**RECORDS SHOWN:**

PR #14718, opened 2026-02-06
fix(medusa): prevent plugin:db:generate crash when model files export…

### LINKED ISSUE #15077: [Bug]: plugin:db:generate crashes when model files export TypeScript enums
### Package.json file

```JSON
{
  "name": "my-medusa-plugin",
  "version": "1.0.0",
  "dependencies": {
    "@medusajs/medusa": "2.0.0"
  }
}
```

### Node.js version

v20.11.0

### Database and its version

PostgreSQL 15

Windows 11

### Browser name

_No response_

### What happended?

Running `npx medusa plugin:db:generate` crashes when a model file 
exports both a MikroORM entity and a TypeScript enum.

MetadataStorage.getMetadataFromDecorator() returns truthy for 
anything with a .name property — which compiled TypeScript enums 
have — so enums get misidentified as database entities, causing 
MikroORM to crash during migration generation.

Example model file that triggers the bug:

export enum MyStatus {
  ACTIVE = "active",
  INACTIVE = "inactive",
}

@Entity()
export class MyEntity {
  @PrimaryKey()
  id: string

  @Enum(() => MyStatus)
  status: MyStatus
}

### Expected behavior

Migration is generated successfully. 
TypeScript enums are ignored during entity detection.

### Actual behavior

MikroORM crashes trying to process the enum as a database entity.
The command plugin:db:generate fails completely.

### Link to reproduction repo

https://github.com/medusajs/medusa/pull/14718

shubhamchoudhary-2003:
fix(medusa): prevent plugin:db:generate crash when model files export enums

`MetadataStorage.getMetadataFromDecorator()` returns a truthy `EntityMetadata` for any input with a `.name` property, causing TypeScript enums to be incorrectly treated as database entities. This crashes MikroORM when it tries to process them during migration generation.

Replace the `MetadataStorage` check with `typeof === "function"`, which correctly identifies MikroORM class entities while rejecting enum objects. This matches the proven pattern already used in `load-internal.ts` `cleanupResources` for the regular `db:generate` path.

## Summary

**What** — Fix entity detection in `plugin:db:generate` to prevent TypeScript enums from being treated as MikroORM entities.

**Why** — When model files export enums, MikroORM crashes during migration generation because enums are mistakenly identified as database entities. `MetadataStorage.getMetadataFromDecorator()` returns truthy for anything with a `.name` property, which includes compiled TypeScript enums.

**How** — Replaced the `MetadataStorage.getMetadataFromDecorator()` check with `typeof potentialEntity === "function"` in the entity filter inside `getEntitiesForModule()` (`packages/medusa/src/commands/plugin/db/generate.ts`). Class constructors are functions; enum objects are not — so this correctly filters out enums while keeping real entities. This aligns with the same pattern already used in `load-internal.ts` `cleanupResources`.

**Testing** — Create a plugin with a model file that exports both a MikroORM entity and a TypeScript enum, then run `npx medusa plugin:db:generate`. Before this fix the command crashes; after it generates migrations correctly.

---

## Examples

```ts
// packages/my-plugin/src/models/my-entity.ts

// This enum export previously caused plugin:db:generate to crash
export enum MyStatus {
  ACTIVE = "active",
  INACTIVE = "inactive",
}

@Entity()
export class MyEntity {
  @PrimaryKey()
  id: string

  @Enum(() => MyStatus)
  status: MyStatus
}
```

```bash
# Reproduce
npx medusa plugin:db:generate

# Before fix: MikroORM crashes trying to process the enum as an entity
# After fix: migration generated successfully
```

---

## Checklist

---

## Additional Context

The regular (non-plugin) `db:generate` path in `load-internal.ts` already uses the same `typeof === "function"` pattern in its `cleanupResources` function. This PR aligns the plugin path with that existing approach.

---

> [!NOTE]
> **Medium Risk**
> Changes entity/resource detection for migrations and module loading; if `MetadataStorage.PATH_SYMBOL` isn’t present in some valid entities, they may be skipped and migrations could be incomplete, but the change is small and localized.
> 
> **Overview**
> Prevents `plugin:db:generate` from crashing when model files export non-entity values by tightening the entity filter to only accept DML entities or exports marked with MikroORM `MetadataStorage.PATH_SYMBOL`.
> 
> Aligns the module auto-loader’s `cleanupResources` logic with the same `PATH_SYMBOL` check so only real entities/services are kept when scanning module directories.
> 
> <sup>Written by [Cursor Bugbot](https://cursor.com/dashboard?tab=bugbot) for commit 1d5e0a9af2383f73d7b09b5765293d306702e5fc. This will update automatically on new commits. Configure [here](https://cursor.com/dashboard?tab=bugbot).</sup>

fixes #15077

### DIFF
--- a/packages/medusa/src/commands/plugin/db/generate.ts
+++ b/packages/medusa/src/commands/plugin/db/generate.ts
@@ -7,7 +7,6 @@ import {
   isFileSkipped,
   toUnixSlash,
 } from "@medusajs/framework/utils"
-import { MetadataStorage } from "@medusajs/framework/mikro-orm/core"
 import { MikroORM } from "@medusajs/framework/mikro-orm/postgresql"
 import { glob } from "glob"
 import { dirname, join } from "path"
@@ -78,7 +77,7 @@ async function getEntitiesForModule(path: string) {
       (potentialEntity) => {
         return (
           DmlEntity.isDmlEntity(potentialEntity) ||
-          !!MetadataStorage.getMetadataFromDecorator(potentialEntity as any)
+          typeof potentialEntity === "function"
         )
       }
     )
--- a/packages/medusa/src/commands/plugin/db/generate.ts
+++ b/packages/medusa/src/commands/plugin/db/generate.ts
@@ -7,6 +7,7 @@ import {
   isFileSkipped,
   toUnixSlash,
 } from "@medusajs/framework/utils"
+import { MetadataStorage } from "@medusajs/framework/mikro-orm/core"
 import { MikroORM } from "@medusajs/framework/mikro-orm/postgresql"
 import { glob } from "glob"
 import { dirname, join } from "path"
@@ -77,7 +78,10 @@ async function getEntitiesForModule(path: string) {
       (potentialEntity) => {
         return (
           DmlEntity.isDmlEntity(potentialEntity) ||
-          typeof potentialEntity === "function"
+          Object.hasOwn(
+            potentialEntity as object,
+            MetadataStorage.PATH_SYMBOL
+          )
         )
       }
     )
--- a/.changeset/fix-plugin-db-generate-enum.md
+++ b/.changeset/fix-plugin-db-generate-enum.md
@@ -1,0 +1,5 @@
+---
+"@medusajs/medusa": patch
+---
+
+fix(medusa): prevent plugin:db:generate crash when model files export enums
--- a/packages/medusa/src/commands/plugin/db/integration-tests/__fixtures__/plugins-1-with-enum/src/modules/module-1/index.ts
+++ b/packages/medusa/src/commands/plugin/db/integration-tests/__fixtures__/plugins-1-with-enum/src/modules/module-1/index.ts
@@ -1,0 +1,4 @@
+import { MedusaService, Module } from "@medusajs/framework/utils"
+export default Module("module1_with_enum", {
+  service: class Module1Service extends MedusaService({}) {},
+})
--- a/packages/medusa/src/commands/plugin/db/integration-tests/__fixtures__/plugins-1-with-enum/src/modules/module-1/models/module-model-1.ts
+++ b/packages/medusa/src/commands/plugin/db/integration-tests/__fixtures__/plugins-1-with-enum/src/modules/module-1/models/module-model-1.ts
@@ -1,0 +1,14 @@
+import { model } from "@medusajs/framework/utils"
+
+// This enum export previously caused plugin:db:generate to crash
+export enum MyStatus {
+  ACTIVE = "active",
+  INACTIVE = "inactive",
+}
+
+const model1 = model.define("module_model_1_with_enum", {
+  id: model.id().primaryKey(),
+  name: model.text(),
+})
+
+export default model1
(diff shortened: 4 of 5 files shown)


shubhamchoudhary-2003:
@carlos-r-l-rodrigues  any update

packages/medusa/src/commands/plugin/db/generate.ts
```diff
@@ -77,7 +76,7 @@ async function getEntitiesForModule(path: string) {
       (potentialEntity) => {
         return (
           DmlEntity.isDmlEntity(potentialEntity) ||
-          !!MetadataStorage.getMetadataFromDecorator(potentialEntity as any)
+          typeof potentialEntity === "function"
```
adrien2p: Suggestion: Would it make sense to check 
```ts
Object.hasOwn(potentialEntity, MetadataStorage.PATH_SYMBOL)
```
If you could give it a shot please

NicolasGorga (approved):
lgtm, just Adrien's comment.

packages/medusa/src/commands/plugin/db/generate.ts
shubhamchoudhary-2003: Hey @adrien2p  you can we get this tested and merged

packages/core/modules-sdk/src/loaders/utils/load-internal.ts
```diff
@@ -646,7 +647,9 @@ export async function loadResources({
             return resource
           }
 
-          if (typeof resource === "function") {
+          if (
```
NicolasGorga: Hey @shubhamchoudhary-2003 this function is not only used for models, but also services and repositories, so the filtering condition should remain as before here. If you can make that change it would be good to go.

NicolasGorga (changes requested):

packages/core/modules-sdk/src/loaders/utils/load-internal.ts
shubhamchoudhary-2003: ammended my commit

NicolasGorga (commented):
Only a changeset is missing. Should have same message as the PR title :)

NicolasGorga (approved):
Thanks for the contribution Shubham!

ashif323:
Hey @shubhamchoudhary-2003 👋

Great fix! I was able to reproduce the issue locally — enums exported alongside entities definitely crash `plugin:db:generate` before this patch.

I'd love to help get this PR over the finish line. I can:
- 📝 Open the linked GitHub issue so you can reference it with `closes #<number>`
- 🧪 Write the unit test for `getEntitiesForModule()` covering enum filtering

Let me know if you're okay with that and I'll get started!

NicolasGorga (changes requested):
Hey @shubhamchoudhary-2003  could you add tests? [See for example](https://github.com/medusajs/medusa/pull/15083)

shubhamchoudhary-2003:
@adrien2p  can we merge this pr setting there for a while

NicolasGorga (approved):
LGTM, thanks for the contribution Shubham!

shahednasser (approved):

**ACTION ITEM:**
Note how many lines in the material hold the word "anything", and give that number by itself.

**TASK RESULT:**
2